The ideal solution for telco cloud connectivity is a hybrid WAN service that combines the qualities of software-defined overlay services and managed underlay transport services — without inheriting the shortfalls of each. It is a service that maintains the functional decoupling between IP overlay and underlay network services, but permits the coordination of routing and transport policies between layers. Management and control extend end-to-end: from connected clients in the access network, to distributed virtual network functions (VNFs) in the multi-service cloud edge, and VNFs in centralized telco cloud data centers and potentially even the public internet cloud.

Summary

SDN controllers bring value to existing core networks and introduce new ways to differentiate flow-handling and traffic distribution.

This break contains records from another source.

PR #1190, opened 2017-11-14
[Do not merge] Only unpublish sections which have been previously published

steventux:
https://trello.com/c/OmstjgzY/30-investigate-manuals-publisher-bug-which-prevented-publish

There's a problem when a draft section which hasn't been published and
is then removed, the publishing API will discard the draft section but
the section is also added to `Manual#removed_sections` which is processed
on publishing the manual, attempting to unpublish an non-existent section
from the publishing API and resulting in a `GdsApi::HTTPNotFound` error.

So only attempt to unpublish previously published sections, drafts are
already discarded at the removal workflow step.

### DIFF
--- a/spec/adapters/publishing_adapter_spec.rb
+++ b/spec/adapters/publishing_adapter_spec.rb
@@ -561,6 +561,7 @@ describe PublishingAdapter do
       manual.removed_sections = [removed_section]
 
       allow(removed_section).to receive(:withdrawn?).and_return(false)
+      allow(removed_section).to receive(:published?).and_return(true)
 
       allow(publishing_api).to receive(:publish).with(anything, anything)
       allow(publishing_api).to receive(:unpublish).with(anything, anything)
--- a/app/adapters/publishing_adapter.rb
+++ b/app/adapters/publishing_adapter.rb
@@ -279,7 +279,12 @@ private
 
   def unpublish_section(section, manual, republish:)
     if !section.withdrawn? || republish
-      Services.publishing_api.unpublish(section.uuid, type: "redirect", alternative_path: "/#{manual.slug}", discard_drafts: true)
+      if section.published?
+        Services.publishing_api.unpublish(section.uuid,
+                                          type: "redirect",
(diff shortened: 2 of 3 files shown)


spec/adapters/publishing_adapter_spec.rb
```diff
@@ -560,7 +560,7 @@
       manual.sections = [section]
       manual.removed_sections = [removed_section]
 
-      allow(removed_section).to receive(:withdrawn?).and_return(false)
+      allow(removed_section).to receive(:published?).and_return(true)
```
floehopper: It looks as if the `if !section.withdrawn?` condition still exists in the implementation. How come you've *replaced* the stubbing of `Section#withdrawn?` with the stubbing of `Section#published?` rather than stubbing combinations of both (introducing new examples where necessary)...?

steventux:
@floehopper thanks for the suggestion, having a contextual removal button may well be simpler. I'm concerned this check for a previously published item might have some edge cases which we won't find until some magic workflow is performed.

steventux:
Having considered contextual buttons to remove draft sections and withdraw previously published sections, I wonder about the state of the editions in the Publishing API if we were to move the unpublishing of a section to an earlier workflow step (ie clicking a "withdraw" button).
I think we'd need to communicate a change in workflow so that it was clear than removing a previously published section was an action which immediately affected the live site. The current workflow is that a section gets unpublished on publishing the manual.

floehopper:
@steventux: If the users would find it acceptable, I certainly think it would make the publishing app simpler. It would also make it easier to remove the local database in the future, i.e. to make the app "fully migrated" from a Publishing Platform point of view.

h-lame:
I reckon it'd be totally weird to have discarding an published section be something that happens directly to the live site whereas everything else happens only when you press publish on the manual.

floehopper:
@h-lame: Good point 👍

steventux:
A problem spotted on integration needs a fix before merging this.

They will help an operator to steer flows through most optimal paths and provide a competitive service offering for best-effort and premium traffic, as well as for any other type of traffic in between.

Looking ahead, platforms are in development that will harness the traffic distribution characteristics of SDN to enable telco-cloud automation or, in other words, cloud-optimized services with deterministic guarantees. They will enable agile and seamless connectivity for distributed network functions in telco edge and core data centers to support the many exciting but demanding applications and services that are coming.

Gunter Van De Velde is regional EMEA product line manager for IP & SDN technologies at Nokia. In this role, he is responsible for SDN, service chaining, and service provider routing. He has been founding Chairman of the Belgian IPv6 Task-Force since 2010, Secretary of the IETF Operational Directorate since 2013, and Chair at the IETF for the OPSEC (Operational Security) working group since 2011. Most recently, in 2018 he became Chair for the LSVR (Link State Vector Routing) working group.